Task to carry out: Extract the lines from the first line of the records below through the line containing "Rails already handles", inclusive, and reproduce them exactly as written.
Data in this exercise: Begin
PR #6370, opened 2026-07-17
[Chore] Prevent missing template error on format not accepted

joaquinco:
# Notes

Rails already handles `ActionController::UnknownFormat` and `ActionController::MissingExactTemplate` with not acceptable HTTP error code.

Here I've changed actions in facilities controller, whose index action is the root path of the app and main cause of `MissingTemplate` exceptions, to use implicit render so `UnknownFormat` exeception is raised.


app/controllers/facilities_controller.rb
```diff
@@ -235,4 +225,12 @@ def azlist_on?
   end
   helper_method :azlist_on?
 
+  def action_layout
+    case action_name
+    when "index", "show", "list", "new" then "application"
```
Data in this exercise: End
Exercise solution:
PR #6370, opened 2026-07-17
[Chore] Prevent missing template error on format not accepted

joaquinco:
# Notes

Rails already handles `ActionController::UnknownFormat` and `ActionController::MissingExactTemplate` with not acceptable HTTP error code.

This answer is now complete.